#### Your objective
Go to the line containing "Issue #20, opened 2016-12-13" in the records below and print it and every following line exactly, on through the line containing "(option 1 above).", then stop.

Records from a data source:
- - -

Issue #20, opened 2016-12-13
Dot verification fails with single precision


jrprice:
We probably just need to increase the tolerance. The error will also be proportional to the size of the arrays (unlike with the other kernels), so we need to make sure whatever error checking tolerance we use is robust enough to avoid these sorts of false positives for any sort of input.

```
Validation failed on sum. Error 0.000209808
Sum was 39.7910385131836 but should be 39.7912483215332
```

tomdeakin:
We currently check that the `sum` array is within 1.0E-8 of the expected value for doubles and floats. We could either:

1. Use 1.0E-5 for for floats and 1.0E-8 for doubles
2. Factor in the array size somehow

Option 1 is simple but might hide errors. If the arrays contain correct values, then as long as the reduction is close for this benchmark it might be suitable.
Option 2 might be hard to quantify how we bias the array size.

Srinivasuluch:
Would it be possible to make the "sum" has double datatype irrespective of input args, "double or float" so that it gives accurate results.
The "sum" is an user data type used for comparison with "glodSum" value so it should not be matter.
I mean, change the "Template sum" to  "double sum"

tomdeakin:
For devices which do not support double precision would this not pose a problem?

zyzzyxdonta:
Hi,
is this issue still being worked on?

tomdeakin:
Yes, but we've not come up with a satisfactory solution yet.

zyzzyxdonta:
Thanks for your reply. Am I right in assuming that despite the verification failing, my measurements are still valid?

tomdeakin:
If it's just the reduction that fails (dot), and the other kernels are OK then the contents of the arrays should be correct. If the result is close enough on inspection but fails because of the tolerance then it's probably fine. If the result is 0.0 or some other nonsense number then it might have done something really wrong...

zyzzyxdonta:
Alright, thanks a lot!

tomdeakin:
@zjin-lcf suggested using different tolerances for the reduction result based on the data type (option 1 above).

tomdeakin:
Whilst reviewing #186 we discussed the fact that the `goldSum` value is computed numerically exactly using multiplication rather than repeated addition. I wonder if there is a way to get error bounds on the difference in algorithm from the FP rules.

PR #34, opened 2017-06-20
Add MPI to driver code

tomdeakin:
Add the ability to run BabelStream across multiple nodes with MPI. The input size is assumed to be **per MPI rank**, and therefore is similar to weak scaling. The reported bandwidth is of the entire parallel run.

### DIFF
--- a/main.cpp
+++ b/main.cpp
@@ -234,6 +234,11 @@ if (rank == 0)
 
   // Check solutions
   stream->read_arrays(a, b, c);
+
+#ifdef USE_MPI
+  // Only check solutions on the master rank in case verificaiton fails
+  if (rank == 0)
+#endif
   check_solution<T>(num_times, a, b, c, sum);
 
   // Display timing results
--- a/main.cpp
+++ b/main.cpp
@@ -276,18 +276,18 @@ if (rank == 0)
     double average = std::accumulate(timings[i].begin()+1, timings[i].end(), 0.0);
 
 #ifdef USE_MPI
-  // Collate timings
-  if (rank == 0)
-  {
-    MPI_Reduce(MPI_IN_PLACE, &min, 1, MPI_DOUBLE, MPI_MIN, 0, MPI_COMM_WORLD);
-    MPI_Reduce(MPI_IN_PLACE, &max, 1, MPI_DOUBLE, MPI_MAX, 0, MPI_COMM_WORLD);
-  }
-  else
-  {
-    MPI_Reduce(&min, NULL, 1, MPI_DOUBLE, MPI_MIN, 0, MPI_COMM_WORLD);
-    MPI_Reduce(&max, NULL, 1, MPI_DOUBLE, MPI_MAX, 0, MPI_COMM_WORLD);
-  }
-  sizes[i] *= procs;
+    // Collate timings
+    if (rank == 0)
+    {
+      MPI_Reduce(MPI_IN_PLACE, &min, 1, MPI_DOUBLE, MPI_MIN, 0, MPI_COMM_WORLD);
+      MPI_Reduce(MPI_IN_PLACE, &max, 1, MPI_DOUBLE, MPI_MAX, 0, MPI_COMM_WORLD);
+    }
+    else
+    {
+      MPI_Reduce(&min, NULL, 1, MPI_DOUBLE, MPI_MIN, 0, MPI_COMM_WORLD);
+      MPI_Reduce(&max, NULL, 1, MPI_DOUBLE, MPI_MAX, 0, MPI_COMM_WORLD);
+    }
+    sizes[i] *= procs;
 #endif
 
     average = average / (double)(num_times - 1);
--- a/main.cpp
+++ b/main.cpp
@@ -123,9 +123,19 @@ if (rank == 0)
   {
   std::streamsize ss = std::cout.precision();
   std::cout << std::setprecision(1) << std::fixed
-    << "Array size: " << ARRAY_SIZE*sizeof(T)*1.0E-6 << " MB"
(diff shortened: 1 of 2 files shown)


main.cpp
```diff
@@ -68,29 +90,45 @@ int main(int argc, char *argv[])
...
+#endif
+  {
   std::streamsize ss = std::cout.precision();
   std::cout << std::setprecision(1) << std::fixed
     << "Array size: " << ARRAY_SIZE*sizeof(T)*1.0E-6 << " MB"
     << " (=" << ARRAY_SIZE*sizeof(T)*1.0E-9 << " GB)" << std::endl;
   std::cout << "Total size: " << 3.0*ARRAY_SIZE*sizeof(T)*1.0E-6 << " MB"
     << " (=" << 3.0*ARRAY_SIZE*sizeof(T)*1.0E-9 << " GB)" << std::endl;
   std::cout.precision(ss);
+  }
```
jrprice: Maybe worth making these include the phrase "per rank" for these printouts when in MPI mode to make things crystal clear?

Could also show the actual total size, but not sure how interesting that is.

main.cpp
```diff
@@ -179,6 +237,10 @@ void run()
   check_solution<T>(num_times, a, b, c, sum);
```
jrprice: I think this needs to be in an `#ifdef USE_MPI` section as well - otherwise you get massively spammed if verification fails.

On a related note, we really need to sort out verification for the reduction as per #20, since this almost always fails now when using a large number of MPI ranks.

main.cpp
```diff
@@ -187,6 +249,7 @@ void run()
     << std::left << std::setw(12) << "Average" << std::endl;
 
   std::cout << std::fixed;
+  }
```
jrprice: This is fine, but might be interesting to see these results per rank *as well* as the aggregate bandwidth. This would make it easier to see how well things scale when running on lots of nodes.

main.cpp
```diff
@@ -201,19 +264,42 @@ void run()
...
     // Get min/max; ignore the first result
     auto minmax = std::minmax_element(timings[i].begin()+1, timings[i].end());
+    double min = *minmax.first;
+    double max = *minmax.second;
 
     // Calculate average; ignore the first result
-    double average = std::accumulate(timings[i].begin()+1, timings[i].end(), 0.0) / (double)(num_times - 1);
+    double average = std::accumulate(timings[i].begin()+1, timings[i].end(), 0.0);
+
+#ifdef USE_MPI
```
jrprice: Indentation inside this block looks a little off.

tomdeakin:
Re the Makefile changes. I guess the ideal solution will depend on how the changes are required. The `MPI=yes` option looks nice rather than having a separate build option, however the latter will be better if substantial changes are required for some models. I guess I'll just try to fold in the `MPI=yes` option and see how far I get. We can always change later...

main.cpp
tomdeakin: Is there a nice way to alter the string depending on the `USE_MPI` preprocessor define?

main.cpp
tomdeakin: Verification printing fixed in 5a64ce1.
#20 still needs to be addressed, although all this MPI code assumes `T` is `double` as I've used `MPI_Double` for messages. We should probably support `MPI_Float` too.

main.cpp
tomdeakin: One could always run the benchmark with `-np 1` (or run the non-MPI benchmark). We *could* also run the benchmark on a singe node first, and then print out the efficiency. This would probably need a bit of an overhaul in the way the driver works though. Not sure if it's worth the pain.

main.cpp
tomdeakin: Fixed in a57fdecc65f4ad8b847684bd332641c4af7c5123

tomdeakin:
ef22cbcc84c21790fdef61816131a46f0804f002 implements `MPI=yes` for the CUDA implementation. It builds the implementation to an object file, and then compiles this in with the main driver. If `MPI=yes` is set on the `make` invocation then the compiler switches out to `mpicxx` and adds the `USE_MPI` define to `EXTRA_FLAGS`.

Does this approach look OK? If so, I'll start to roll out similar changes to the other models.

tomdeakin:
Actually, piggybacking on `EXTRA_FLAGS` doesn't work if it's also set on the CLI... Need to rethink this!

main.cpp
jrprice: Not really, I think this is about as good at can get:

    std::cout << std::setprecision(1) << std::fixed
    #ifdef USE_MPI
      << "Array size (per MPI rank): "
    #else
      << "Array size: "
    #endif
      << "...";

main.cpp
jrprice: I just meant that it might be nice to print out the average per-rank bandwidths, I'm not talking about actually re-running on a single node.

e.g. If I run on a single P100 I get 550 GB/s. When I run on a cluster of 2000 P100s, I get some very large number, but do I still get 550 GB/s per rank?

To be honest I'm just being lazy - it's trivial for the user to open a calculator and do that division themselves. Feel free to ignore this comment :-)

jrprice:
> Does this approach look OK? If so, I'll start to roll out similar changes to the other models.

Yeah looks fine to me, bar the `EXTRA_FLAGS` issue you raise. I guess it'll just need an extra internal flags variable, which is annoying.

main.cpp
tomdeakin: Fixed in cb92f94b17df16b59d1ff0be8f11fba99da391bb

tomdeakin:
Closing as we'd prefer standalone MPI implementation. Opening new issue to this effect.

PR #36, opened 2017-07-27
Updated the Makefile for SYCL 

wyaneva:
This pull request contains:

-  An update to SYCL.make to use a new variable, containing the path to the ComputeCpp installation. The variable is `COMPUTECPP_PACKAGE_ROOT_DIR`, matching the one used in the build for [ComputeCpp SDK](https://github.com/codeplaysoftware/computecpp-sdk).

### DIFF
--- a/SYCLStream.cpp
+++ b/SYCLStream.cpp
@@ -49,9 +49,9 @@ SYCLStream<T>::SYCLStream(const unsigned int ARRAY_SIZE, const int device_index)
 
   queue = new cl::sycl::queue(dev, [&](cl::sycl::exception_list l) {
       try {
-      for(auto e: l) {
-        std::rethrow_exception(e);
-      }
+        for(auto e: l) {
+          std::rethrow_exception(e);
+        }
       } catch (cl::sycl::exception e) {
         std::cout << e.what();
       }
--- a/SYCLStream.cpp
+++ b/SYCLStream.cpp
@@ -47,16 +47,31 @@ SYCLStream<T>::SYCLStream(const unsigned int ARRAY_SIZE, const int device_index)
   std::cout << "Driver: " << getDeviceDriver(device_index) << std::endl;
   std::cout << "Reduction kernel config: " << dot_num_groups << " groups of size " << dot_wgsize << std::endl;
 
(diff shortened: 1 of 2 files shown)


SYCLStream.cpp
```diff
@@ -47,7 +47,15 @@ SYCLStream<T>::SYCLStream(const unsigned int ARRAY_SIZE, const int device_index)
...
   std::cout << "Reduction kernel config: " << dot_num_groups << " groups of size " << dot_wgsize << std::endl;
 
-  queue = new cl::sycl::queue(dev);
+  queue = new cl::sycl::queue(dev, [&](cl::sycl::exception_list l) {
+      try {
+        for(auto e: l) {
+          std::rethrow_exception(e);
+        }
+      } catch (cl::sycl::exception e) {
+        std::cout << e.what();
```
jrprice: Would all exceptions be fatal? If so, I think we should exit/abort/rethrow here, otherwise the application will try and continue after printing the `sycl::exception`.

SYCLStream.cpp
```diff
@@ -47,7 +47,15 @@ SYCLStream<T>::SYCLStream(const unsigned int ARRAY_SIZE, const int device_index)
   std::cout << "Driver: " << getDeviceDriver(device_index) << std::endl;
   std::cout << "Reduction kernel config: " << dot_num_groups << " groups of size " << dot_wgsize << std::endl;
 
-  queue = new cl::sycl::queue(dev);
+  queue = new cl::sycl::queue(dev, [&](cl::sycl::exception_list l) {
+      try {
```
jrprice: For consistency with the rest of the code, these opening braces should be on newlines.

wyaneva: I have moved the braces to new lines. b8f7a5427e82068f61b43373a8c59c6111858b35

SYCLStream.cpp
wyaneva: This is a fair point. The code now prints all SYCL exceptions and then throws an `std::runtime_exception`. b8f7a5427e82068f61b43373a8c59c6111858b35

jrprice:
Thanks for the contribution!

- - -

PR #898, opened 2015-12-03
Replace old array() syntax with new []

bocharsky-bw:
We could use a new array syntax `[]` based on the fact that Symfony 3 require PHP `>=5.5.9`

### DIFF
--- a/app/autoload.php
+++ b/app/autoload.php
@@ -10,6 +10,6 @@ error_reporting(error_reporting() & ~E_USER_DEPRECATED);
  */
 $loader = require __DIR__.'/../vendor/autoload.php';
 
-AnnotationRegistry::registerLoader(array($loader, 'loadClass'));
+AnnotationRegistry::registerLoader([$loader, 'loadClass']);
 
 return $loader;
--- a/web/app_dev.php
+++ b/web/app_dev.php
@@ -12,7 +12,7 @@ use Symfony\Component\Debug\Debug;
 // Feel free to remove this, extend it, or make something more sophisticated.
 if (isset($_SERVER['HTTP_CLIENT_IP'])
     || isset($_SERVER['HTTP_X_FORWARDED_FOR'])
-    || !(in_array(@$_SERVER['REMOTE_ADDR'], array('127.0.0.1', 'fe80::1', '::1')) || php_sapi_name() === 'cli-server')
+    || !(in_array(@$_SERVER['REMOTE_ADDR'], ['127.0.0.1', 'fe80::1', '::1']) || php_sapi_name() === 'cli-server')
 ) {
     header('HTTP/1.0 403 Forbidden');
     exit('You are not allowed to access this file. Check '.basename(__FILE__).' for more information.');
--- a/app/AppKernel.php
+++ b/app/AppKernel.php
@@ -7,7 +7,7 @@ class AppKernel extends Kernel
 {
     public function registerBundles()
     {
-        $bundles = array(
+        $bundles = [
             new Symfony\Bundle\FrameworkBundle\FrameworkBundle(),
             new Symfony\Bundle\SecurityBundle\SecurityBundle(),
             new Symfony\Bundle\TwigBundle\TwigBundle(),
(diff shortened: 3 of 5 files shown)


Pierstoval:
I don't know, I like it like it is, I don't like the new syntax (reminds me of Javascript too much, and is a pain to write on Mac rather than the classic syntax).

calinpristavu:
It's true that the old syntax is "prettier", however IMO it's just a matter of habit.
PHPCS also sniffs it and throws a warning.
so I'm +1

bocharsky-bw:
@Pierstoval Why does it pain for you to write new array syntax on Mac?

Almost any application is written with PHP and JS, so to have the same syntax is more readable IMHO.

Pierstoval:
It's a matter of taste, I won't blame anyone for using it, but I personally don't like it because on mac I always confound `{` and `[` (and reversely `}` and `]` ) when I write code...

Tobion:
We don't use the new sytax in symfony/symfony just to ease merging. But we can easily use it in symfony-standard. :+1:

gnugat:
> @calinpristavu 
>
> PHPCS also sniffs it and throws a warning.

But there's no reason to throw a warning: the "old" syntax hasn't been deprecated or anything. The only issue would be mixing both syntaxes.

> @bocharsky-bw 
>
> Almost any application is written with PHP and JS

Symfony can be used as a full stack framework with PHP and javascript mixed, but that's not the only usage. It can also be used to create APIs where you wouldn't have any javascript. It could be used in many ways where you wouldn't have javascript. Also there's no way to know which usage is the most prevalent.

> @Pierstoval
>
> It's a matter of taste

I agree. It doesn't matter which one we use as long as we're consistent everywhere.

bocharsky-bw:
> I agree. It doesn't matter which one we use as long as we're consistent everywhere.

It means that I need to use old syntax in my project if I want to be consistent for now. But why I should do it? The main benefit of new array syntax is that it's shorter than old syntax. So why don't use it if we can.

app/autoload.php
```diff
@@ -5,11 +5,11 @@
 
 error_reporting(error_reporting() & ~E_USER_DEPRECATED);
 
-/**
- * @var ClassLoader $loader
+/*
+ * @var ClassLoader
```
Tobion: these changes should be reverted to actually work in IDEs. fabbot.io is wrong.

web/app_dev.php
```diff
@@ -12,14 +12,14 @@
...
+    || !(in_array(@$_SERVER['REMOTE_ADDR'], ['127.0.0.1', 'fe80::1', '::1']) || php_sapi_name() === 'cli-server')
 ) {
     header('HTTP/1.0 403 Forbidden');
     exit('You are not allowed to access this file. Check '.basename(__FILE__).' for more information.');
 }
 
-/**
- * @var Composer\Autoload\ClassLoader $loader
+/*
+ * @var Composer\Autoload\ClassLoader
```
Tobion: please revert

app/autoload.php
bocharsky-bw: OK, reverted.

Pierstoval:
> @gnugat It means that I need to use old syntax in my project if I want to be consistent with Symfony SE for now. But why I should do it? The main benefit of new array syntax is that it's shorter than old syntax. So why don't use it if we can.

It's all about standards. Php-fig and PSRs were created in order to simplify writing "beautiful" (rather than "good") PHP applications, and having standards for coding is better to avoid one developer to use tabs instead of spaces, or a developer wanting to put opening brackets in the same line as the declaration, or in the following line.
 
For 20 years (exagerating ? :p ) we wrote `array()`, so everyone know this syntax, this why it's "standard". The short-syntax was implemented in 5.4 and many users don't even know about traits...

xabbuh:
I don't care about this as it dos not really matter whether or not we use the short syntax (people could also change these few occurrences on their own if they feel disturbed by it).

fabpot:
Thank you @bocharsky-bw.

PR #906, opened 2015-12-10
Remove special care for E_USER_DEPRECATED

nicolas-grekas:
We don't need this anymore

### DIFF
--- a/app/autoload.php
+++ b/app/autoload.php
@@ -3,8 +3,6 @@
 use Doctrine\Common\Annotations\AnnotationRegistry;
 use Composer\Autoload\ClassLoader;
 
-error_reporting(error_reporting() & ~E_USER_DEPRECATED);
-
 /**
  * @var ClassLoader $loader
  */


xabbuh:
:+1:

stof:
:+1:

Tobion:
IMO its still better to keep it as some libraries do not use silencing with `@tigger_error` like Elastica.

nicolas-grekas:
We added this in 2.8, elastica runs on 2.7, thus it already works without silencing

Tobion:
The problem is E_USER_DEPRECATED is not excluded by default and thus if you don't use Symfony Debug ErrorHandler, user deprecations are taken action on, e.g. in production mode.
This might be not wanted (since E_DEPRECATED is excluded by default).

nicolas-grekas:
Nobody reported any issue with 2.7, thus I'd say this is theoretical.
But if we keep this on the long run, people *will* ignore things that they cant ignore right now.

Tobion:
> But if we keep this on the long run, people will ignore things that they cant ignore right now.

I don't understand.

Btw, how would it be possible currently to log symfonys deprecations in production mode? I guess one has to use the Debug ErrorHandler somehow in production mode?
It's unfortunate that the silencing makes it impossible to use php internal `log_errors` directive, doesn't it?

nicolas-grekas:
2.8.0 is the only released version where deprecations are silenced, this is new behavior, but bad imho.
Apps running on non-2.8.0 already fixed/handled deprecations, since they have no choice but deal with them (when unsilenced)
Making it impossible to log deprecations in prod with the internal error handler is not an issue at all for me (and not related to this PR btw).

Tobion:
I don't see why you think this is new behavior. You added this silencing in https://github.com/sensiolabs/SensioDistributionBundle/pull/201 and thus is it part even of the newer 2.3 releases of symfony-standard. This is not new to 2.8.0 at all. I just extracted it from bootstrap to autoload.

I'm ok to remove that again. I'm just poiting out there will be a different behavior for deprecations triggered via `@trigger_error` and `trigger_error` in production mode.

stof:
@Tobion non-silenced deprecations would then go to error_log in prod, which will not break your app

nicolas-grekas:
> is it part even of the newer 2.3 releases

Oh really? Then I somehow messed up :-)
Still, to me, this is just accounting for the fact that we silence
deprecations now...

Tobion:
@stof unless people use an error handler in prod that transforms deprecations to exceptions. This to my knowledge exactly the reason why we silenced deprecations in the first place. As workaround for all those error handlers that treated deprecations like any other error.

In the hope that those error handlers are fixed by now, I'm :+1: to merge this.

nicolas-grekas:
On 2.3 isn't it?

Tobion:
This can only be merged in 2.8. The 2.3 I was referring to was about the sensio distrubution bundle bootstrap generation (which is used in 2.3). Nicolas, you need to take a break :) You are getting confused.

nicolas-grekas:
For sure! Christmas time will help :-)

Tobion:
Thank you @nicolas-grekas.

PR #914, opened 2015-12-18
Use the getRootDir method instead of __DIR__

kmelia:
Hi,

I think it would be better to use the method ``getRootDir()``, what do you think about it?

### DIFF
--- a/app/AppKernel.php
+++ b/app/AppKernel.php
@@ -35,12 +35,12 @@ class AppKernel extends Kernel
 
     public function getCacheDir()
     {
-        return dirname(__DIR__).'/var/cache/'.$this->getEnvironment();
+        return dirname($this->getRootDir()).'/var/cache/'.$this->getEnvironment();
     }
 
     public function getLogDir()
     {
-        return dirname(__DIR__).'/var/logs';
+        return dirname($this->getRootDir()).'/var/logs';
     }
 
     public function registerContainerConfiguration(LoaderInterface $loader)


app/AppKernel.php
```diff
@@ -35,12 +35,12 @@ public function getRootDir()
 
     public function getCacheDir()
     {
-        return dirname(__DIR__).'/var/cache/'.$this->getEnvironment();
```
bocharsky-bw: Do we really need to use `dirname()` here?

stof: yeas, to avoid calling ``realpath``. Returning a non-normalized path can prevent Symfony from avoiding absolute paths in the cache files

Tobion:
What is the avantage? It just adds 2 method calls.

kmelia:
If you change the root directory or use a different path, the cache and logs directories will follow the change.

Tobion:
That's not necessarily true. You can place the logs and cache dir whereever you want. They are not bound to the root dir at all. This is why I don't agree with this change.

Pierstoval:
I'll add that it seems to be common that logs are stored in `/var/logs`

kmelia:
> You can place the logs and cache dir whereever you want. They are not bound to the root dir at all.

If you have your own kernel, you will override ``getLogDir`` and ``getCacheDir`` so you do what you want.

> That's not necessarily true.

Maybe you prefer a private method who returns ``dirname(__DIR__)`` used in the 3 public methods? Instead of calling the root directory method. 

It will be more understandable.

- - -

#### Solution for this problem
Issue #20, opened 2016-12-13
Dot verification fails with single precision


jrprice:
We probably just need to increase the tolerance. The error will also be proportional to the size of the arrays (unlike with the other kernels), so we need to make sure whatever error checking tolerance we use is robust enough to avoid these sorts of false positives for any sort of input.

```
Validation failed on sum. Error 0.000209808
Sum was 39.7910385131836 but should be 39.7912483215332
```

tomdeakin:
We currently check that the `sum` array is within 1.0E-8 of the expected value for doubles and floats. We could either:

1. Use 1.0E-5 for for floats and 1.0E-8 for doubles
2. Factor in the array size somehow

Option 1 is simple but might hide errors. If the arrays contain correct values, then as long as the reduction is close for this benchmark it might be suitable.
Option 2 might be hard to quantify how we bias the array size.

Srinivasuluch:
Would it be possible to make the "sum" has double datatype irrespective of input args, "double or float" so that it gives accurate results.
The "sum" is an user data type used for comparison with "glodSum" value so it should not be matter.
I mean, change the "Template sum" to  "double sum"

tomdeakin:
For devices which do not support double precision would this not pose a problem?

zyzzyxdonta:
Hi,
is this issue still being worked on?

tomdeakin:
Yes, but we've not come up with a satisfactory solution yet.

zyzzyxdonta:
Thanks for your reply. Am I right in assuming that despite the verification failing, my measurements are still valid?

tomdeakin:
If it's just the reduction that fails (dot), and the other kernels are OK then the contents of the arrays should be correct. If the result is close enough on inspection but fails because of the tolerance then it's probably fine. If the result is 0.0 or some other nonsense number then it might have done something really wrong...

zyzzyxdonta:
Alright, thanks a lot!

tomdeakin:
@zjin-lcf suggested using different tolerances for the reduction result based on the data type (option 1 above).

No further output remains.